According to literature, both positive and negative NAO phases are associated with worse cardiovascular outcomes. Messner et al. [
14] analysed associations between daily Arctic Oscillation (AO) indices, which are close to the NAO and the incidence of and mortality from acute myocardial infarction (AMI) in northern Sweden. This study established a negative impact of a positive AO with a lag of 3 days: an increase in the AO index bringing warmer weather over Scandinavia was associated with an increase in the incidence of and mortality from AMI. Statistically significant inverse associations between the climate index (which represents winters with a strong negative phase of the NAO) and the level of IHD mortality were found in England [
13].
According to our results, the impact of the NAOI as well as weather variables was not identical for different times of the day. No significant impact of the NAOI was observed in the morning until the early afternoon.
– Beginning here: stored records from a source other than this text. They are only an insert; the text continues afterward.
PR #148, opened 2025-05-22
Enable custom specification of arbitrary transmission modifiers. Fixes #145.

### LINKED ISSUE #145: How should we identify transmission modifiers?

ChiragKumar9:


src/interventions/transmission_modifier_manager.rs
```diff
@@ -75,48 +67,38 @@ pub trait ContextTransmissionModifierExt {
...
+        let boxed_transmission_modifier = Box::new(transmission_modifier);
 
         // Insert the boxed function into the transmission modifier map, using entry to handle unititialized keys
         if let Some(_modifier_fxn) = self
             .get_data_container_mut(TransmissionModifierPlugin)
             .transmission_modifier_map
             .entry(infection_status)
             .or_default()
-            .insert(TypeId::of::<T>(), boxed_fn)
+            .insert(TypeId::of::<T>(), boxed_transmission_modifier)
```
KOVALW, line 95: It's a little strange that for store_values type modifiers we now have `HashMap<InfectionStatus, HashMap<T, (T, T::Value)>>`, but I see why this is a convenient API to use

src/interventions/transmission_modifier_manager.rs
```diff
@@ -75,48 +67,38 @@ pub trait ContextTransmissionModifierExt {
...
-    ) where
-        F: Fn(&Context, PersonId) -> f64 + 'static,
-    {
-        // Box the function to store it in the map
-        let boxed_fn = Box::new(modifier_fn);
+        transmission_modifier: T,
+    ) {
+        // Box the transmission modifier to store it in the map
+        // Transmission modifiers must implement debug so that we can more easily log their addition
+        let name = format!("{transmission_modifier:?}");
```
KOVALW, line 86: It doesn't much matter besides for Debugging because the name is unique, but this won't supply the person property as a name, it'll present the entire tuple with the HashMap. I would suggest supplying `name` as a component of the trait and returning `TypeId::of::<T>` as the modifier name, but that would place the burden on the user.

src/interventions/transmission_modifier_manager.rs
```diff
@@ -144,33 +126,10 @@ impl ContextTransmissionModifierExt for Context {
...
-        self.register_transmission_modifier_fn(
-            infection_status,
-            person_property,
-            move |context: &Context, person_id: PersonId| -> f64 {
-                let property_val = context.get_person_property(person_id, person_property);
-                // Return the corresponding value from the map, or 1.0 if not found
-                *modifier_map.get(&property_val).unwrap_or(&1.0)
-            },
-        );
+        self.register_transmission_modifier_fn(infection_status, (person_property, modifier_map));
```
KOVALW, line 129: Slick! I like that the move is no longer necessary.

src/interventions/transmission_modifier_manager.rs
```diff
@@ -331,12 +292,23 @@ mod test {
         assert_eq!(modifier_map.len(), 1);
 
         let modifier_fn = modifier_map
-            .get(&TypeId::of::<MandatoryInterventionStatus>())
+            .get(&TypeId::of::<(
```
KOVALW, line 295: This gets at my comment above, for long lists of key value pairs this TypeId will be incredibly onerous if we ever need to call it. For tests this is fine, but I do lean towards asking the user to define a name and supplying the name method above as I mentioned using `TypeId::of::<T>`

src/interventions/transmission_modifier_manager.rs
```diff
@@ -456,6 +439,23 @@ mod test {
         }
     }
 
+    #[derive(Debug)]
```
KOVALW, line 442: This implementation is great! Much clearer to separate out the trait and not need the closure

KOVALW (commented):
This is a wonderful set of changes. My only concerns are over name identifiers for bookkeeping.

src/interventions/transmission_modifier_manager.rs
RobertJacobsonCDC: There is `std::any::type_name::<T>()` and `std::any::type_name_of_value(T)`, too.

KOVALW (approved):
LGTM! The user shouldn't have to frequently use the `PersonPropertyModifier` syntax under `TypeId`, but maybe eventually we provide something a little more ergonomic

Issue #146, opened 2025-05-19
Add error if getting itinerary is none during infection propagation


erik-rosenstrom:
In the `get_setting_for_contact` method if a person does not have an itinerary, an error should be thrown indicating such. Ideally, since `get_itinerary` returns an option, if it is None an error could be thrown. However, the `with_itinerary` used to generate weights for sampling, and it is this sampling that would break the code if an individual did not have an itinerary. This issue of where the error should be place in the code needs to be addressed. Should the error be moved into the `get_itinerary` method or the `with_itinerary` method?

ChiragKumar9:
The real design question here is whether it is possible for an individual to not have an itinerary. In that case, `get_itinerary` cannot return an option but just an itinerary.

I would argue that all individuals must have an itinerary, and so itineraries should be added with person creation (if we choose to go continue the design we have now where itineraries define setting membership), or itineraries are lazily created when invoking an individual's settings (see #139 for details).

ChiragKumar9:
This is cropping up again in #149 where we are erroring when a person doesn't have an itinerary.

PR #149, opened 2025-05-22
Itinerary modifiers closes #118

### LINKED ISSUE #118: Modifiers on itineraries
To model isolation, we need to address the following: 
- Modify itineraries 
-  Differentiate current and maximum total infectiousness
- How to model the impact of isolation on household contacts.

confunguido:
This is a first attempt to add itinerary modifiers. It introduces a new hashmap of `modified_itineraries` which if present would be used as the itinerary for a person. 

Issues:
- Adding and modifying itineraries implies removing and adding people to a vector. This can be intensive.   
- Right now, ratios are not redistributed among other settings, that is up to the user when defining a modified itinerary.

### DIFF
--- a/src/settings.rs
+++ b/src/settings.rs
@@ -224,6 +224,11 @@ pub trait ContextSettingExt {
         person_id: PersonId,
         itinerary: Vec<ItineraryEntry>,
     ) -> Result<(), IxaError>;
+    fn limit_itinerary_by_setting_types<T: SettingType + 'static>(
+        &mut self,
+        person_id: PersonId,
+        _setting_type: T,
+    ) -> Result<(), IxaError>;
     fn remove_modified_itinerary(
         &mut self,
         person_id: PersonId,
@@ -357,6 +362,33 @@ impl ContextSettingExt for Context {
             .setting_properties
             .insert(TypeId::of::<T>(), setting_props);
         Ok(())
+    }
+
+    // TODO: Limit itinerary to a vector of setting types instead of one setting type
+    fn limit_itinerary_by_setting_types<T: SettingType + 'static>(
+        &mut self,
+        person_id: PersonId,
+        _setting_type: T,
+    ) -> Result<(), IxaError> {
+        let container = self.get_data_container_mut(SettingDataPlugin);
+        match container.itineraries.get(&person_id) {
+            None => Err(IxaError::from("Can't find itinerary for person")),
+            Some(itineraries) => {
+                let mut modified_itinerary = Vec::<ItineraryEntry>::new();
+                for entry in itineraries.iter() {
+                    if entry.setting_type == TypeId::of::<T>() {
+                        modified_itinerary.push(*entry);
+                    }
+                }
+                if modified_itinerary.is_empty() {
+                    return Err(IxaError::from("limit itinerary resulted in empty modified itinerary"));
+                }
+                println!("LIMIT ITINERARY: {:?}", modified_itinerary);
+                
+                self.add_modified_itinerary(person_id, modified_itinerary)?;
+                Ok(())                
+            }
+        }        
     }
 
     fn remove_modified_itinerary(
@@ -1105,12 +1137,9 @@ mod test {
         assert_eq!(h1_members.len(), 3);
         assert_eq!(w_members.len(), 4);
         assert_eq!(s_members.len(), 1);
-        println!("WORK MEMBERS (isolation): {:?}", w_members);
-
 
         let inf_multiplier = context.calculate_total_infectiousness_multiplier_for_person(person_0.unwrap());
-        let expected_multiplier = (1.0) * (2_f64).powf(alpha_h);        
-        println!("MULTIPLIER (isolation): {:?} -- expected {:?}", inf_multiplier, expected_multiplier);
+        let expected_multiplier = (1.0) * (2_f64).powf(alpha_h);
         assert_almost_eq!(inf_multiplier, expected_multiplier, 0.0);
         
         // 3. Remove modified itinerary; get back to normal
@@ -1131,16 +1160,113 @@ mod test {
         assert_eq!(h1_members.len(), 3);
         assert_eq!(w_members.len(), 5);
         assert_eq!(s_members.len(), 2);
-        println!("WORK MEMBERS (post-isolation): {:?}", w_members);
         
         let inf_multiplier = context.calculate_total_infectiousness_multiplier_for_person(person_0.unwrap());
         let expected_multiplier = (1.0/3.0) * (2_f64).powf(alpha_h) +
             (1.0/3.0) * (4_f64).powf(alpha_w) +
             (1.0/3.0) * (1_f64).powf(alpha_s);
-        println!("MULTIPLIER (post-isolation): {:?} -- expected {:?}", inf_multiplier, expected_multiplier);       
+        
         assert_almost_eq!(inf_multiplier, expected_multiplier, 0.0);
     }
 
+        #[test]
+    fn test_limited_itinerary_modifier() {
+        /* H(0) = [0, 1, 2]
+           W(0) = [0,3,4] - 
+          Person 0 isolates using limited itinerary by setting type. Hence, members of 
+         */
+        let mut context = Context::new();
+        context.init_random(42);
+
+        context
+            .register_setting_type(
+                Home,
+                SettingProperties {
+                    alpha: 0.1,
+                    itinerary_specification: None,
+                },
+            )
+            .unwrap();
+        context
+            .register_setting_type(
+                Workplace,
+                SettingProperties {
+                    alpha: 0.3,
+                    itinerary_specification: None,
+                },
+            )
+            .unwrap();
+
+        let person = context.add_person(()).unwrap();
+        let itinerary = vec![
+            ItineraryEntry::new(&SettingId::new(Home, 0), 1.0),
+            ItineraryEntry::new(&SettingId::new(Workplace, 0), 1.0),
+        ];
+        
+        let _isolation_itinerary = [
+            ItineraryEntry::new(&SettingId::new(Home, 0), 1.0),
+        ];
+        
+        let _ = context.add_itinerary(person, itinerary.clone());
+
+        for _ in 0..2 {
+            let itinerary_home = vec![
+            ItineraryEntry::new(&SettingId::new(Home, 0), 1.0),
+            ];
+
+            let p_id = context.add_person(()).unwrap();
+            let _ = context.add_itinerary(p_id, itinerary_home);                        
+        }
+        for _ in 0..2 {
+            let itinerary_work = vec![
+                ItineraryEntry::new(&SettingId::new(Workplace, 0), 1.0),
+            ];
+
+            let p_id = context.add_person(()).unwrap();
+            let _ = context.add_itinerary(p_id, itinerary_work);                        
+        }
+        // Check membership
+        let h_members = context
+            .get_setting_members::<Home>(SettingId::new(Home, 0))
+            .unwrap();
+        let w_members = context
+            .get_setting_members::<Workplace>(SettingId::new(Workplace, 0))
+            .unwrap();
+        assert_eq!(h_members.len(), 3);        
+        assert_eq!(w_members.len(), 3);
+        println!("HOME MEMBERS (limit default): {:?}", h_members);
+        println!("WORK MEMBERS (limit default): {:?}", w_members);
+        
+        // Reduce itinerary to only Home
+        let _ = context.limit_itinerary_by_setting_types(person, Home);
+                // Check membership
+        let h_members = context
+            .get_setting_members::<Home>(SettingId::new(Home, 0))
+            .unwrap();
+        let w_members = context
+            .get_setting_members::<Workplace>(SettingId::new(Workplace, 0))
+            .unwrap();
+        assert_eq!(h_members.len(), 3);        
+        assert_eq!(w_members.len(), 2);
+        println!("HOME MEMBERS (limit isolation): {:?}", h_members);
+        println!("WORK MEMBERS (limit isolation): {:?}", w_members);
+
+        let _ = context.remove_modified_itinerary(person);
+        let h_members = context
+            .get_setting_members::<Home>(SettingId::new(Home, 0))
+            .unwrap();
+        let w_members = context
+            .get_setting_members::<Workplace>(SettingId::new(Workplace, 0))
+            .unwrap();
+        assert_eq!(h_members.len(), 3);        
+        assert_eq!(w_members.len(), 3);
+        
+        println!("HOME MEMBERS (limit isolation): {:?}", h_members);
+        println!("WORK MEMBERS (limit isolation): {:?}", w_members);       
+
+    }
+
+    
     #[test]
     fn test_setting_registration() {
         let mut context = Context::new();
--- a/src/settings.rs
+++ b/src/settings.rs
@@ -371,9 +371,9 @@ impl ContextSettingExt for Context {
         }
         let container = self.get_data_container_mut(SettingDataPlugin);
 
-        // Clean up settings that from previous itinerary, if there is one
-        if let Some(previous_itinerary) = container.modified_itineraries.get(&person_id) {
-            for itinerary_entry in previous_itinerary {
+        // If there's a modified itinerary present, replace with this 
+        if let Some(previous_mod_itinerary) = container.modified_itineraries.get(&person_id) {
+            for itinerary_entry in previous_mod_itinerary {
                 // Remove the person from the previous itinerary
                 container
                     .members
@@ -385,6 +385,22 @@ impl ContextSettingExt for Context {
             }
         }
 
+        // Remove people from default itinerary, if there's one
+        match container.itineraries.get(&person_id) {
+            None => return Err(IxaError::from("Can't modify itinerary if there isn't one present")),
+            Some(previous_itinerary) => {
+                for itinerary_entry in previous_itinerary {
+                    // Remove the person from the previous itinerary
+                    container
+                        .members
+                        .entry(itinerary_entry.setting_type)
+                        .or_default()
+                        .entry(itinerary_entry.setting_id)
+                        .or_default()
+                        .retain(|&x| x != person_id);
+                }
+            }
+        }
         for itinerary_entry in &itinerary {
             // TODO: If we are changing a person's itinerary, the person_id should be removed from vector
             // This isn't the same as the concept of being present or not.
@@ -850,14 +866,13 @@ mod test {
         assert_eq!(members1_removed.len(), 0);
     }
 
-        #[test]
-    fn test_itinerary_modifiers() {
+    #[test]
+    fn test_one_person_itinerary_modifier() {
         /*
         Create two itineraries: default (home, work, censustract), and modified (home)
-        Add one person to the simulation, modify its itinerary
+        Add one person to the simulation, modify its itinerary and check membership
          */
         let mut context = Context::new();
-        context.init_random(1234);
         context
             .register_setting_type(
                 Home,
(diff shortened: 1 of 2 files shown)


src/settings.rs
```diff
@@ -343,6 +512,95 @@ impl ContextSettingExt for Context {
...
+                    if entry.setting_type == setting_type.get_type_id() {
+                        return Ok(Some(entry.setting_id));
+                    }
+                }
+                Ok(None)
+            }
+        }
+    }
+
     fn add_itinerary(
```
KOVALW, line 604: Could you have this call a helper internal function that accepts a HashMap to add the itinerary to and validates it, then calls that function again for adding a modified itinerary?

src/settings.rs
```diff
@@ -302,6 +347,130 @@ impl ContextSettingInternalExt for Context {
         self.get_data_container(SettingDataPlugin)?
             .get_setting_members(&setting_type, setting_id)
     }
+
+    fn add_modified_itinerary(
```
KOVALW, line 351: This should share some common helper functions with `add_itinerary` as I describe below

src/settings.rs
```diff
@@ -211,7 +230,18 @@ pub trait ContextSettingExt {
...
         itinerary: Vec<ItineraryEntry>,
     ) -> Result<(), IxaError>;
+    fn modify_itinerary(
+        &mut self,
+        person_id: PersonId,
+        itinerary_modifier: ItineraryModifiers,
+    ) -> Result<(), IxaError>;
+    fn remove_modified_itinerary(&mut self, person_id: PersonId) -> Result<(), IxaError>;
     fn validate_itinerary(&self, itinerary: &[ItineraryEntry]) -> Result<(), IxaError>;
+    fn get_setting_id(
```
KOVALW, line 240: This isn't really describing what's happening inside the function (getting an id for the first setting that matches a setting type within a person's itinerary), so I might go with a different name. 

I'm also not understanding when this would be called.  How would this be used if the modifier helper functions called by `Isolate` and `Exclude` only use setting types?

src/settings.rs
```diff
@@ -343,6 +512,95 @@ impl ContextSettingExt for Context {
...
+        &mut self,
+        person_id: PersonId,
+        setting_type: &dyn SettingType,
+    ) -> Result<Option<usize>, IxaError> {
+        let container = self.get_data_container_mut(SettingDataPlugin);
+        match container.itineraries.get(&person_id) {
+            None => Err(IxaError::from("Can't find itinerary for person")),
+            Some(itineraries) => {
+                for entry in itineraries {
```
KOVALW, line 594: This will always return the first setting id of a particular setting type. What if someone has multiple workplaces or homes?

src/settings.rs
```diff
@@ -302,6 +347,130 @@ impl ContextSettingInternalExt for Context {
...
+        &mut self,
+        person_id: PersonId,
+        setting_type: &dyn SettingType,
+    ) -> Result<(), IxaError> {
+        let container = self.get_data_container_mut(SettingDataPlugin);
+        match container.itineraries.get(&person_id) {
+            None => Err(IxaError::from("Can't find itinerary for person")),
+            Some(itineraries) => {
+                let mut modified_itinerary = Vec::<ItineraryEntry>::new();
+                for entry in itineraries {
```
KOVALW, line 457: If someone is isolating, they wouldn't necessarily limit themselves to one setting _type_ they would limit themselves to one setting _id_. This would have people stay in all of the `Home` settings registered to their itinerary if isolating.

src/settings.rs
```diff
@@ -814,6 +1067,438 @@ mod test {
...
+        assert_eq!(w_members.len(), 5);
+        assert_eq!(s_members.len(), 2);
+
+        let inf_multiplier =
+            context.calculate_total_infectiousness_multiplier_for_person(person_0.unwrap());
+        let expected_multiplier = (1.0 / 3.0) * (2_f64).powf(alpha_h)
+            + (1.0 / 3.0) * (4_f64).powf(alpha_w)
+            + (1.0 / 3.0) * (1_f64).powf(alpha_s);
+
+        assert_almost_eq!(inf_multiplier, expected_multiplier, 0.001);
```
KOVALW, line 1314: Shouldn't these be exactly equal?

src/settings.rs
```diff
@@ -814,6 +1067,438 @@ mod test {
...
+                School,
+                SettingProperties {
+                    alpha: 0.01,
+                    itinerary_specification: None,
+                },
+            )
+            .unwrap();
+    }
+    #[test]
+    fn test_itinerary_modifiers() {
```
KOVALW, line 1206: Nit: `test_itinerary_modifiers_replace`

src/settings.rs
```diff
@@ -814,6 +1067,438 @@ mod test {
...
+        let inf_multiplier =
+            context.calculate_total_infectiousness_multiplier_for_person(person_0.unwrap());
+        let expected_multiplier = (1.0 / 3.0) * (2_f64).powf(alpha_h)
+            + (1.0 / 3.0) * (4_f64).powf(alpha_w)
+            + (1.0 / 3.0) * (1_f64).powf(alpha_s);
+
+        assert_almost_eq!(inf_multiplier, expected_multiplier, 0.001);
+
+        // 2. Isolate person with itinerary [Home 0 , 1.0]
+        let isolation_itinerary = vec![ItineraryEntry::new(SettingId::new(&Home, 0), 1.0)];
```
KOVALW, line 1257: Can you test with a more complicated itinerary since this is `Replace` and not `Isolate`

src/settings.rs
```diff
@@ -814,6 +1067,438 @@ mod test {
...
+            .unwrap();
+        assert_eq!(h_members.len(), 3);
+        assert_eq!(w_members.len(), 3);
+
+        println!("HOME MEMBERS (limit isolation): {h_members:?}");
+        println!("WORK MEMBERS (limit isolation): {w_members:?}");
+    }
+
+    #[test]
+    fn test_exclude_setting_from_itinerary() {
```
KOVALW, line 1407: It would be nice to see tests with multiple homes registered, a test that gets expected errors if home is absent

src/settings.rs
```diff
@@ -814,6 +1067,438 @@ mod test {
...
+            .unwrap();
+
+        assert_eq!(h_members.len(), 1);
+        assert_eq!(w_members.len(), 2);
+    }
+
+    #[test]
+    fn test_itinerary_modifier_enum() {
+        let mut context = Context::new();
+        context
```
KOVALW, line 1122: Why not call `register_test_settings`?

src/settings.rs
```diff
@@ -814,6 +1067,438 @@ mod test {
...
+        let w_members = context
+            .get_setting_members(SettingId::new(&Workplace, w_id.unwrap()))
+            .unwrap();
+
+        assert_eq!(h_members.len(), 1);
+        assert_eq!(w_members.len(), 2);
+    }
+
+    #[test]
+    fn test_itinerary_modifier_enum() {
```
KOVALW, line 1120: This doesn't seem different from the test below

KOVALW (changes requested):
I think in general this gets the job done of accessing a temporarily stored itinerary using several nice definition methods. A lot of my comments are for reducing redundant code and simplifying the command accessible to the user, but I think that they'll serve to make the module more useable.

I think the larger issues are deciding when to throw errors (which might be upstream of the functions you introduce in this PR) and how to handle multiple setting ids of the same setting type in a single itinerary, which we don't assume to be singularly mapped.

src/settings.rs
```diff
@@ -814,6 +1067,438 @@ mod test {
...
+            .unwrap();
+    }
+    #[test]
+    fn test_itinerary_modifiers() {
+        let mut context = Context::new();
+        register_test_settings(&mut context);
+        let itinerary_map = HashMap::from([
+            (
+                0,
+                HashMap::from([("Home", 0), ("Workplace", 0), ("School", 0)]),
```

During this period of the day, the impact of weather pattern was stronger as compared to other periods of the day [
15] and perhaps because the additional impact of the NAOI not observed. The stronger impact of NAOI < −0.5 and NAOI > 0.5 was found in the afternoon until the evening, especially during the colder period. It is likely that in the afternoon or several hours before, people were more exposed to environment—a lower air temperature or higher precipitations and cloudiness during the warmer period and a higher pollution levels during NAOI > 0.5. At night-early in the morning, the increased risk of EACs on days of NAOI < −0.5 during the warmer period may be explained by an increased stress after the day with poorer weather conditions—a lower T and BP and a higher precipitations and cloudiness.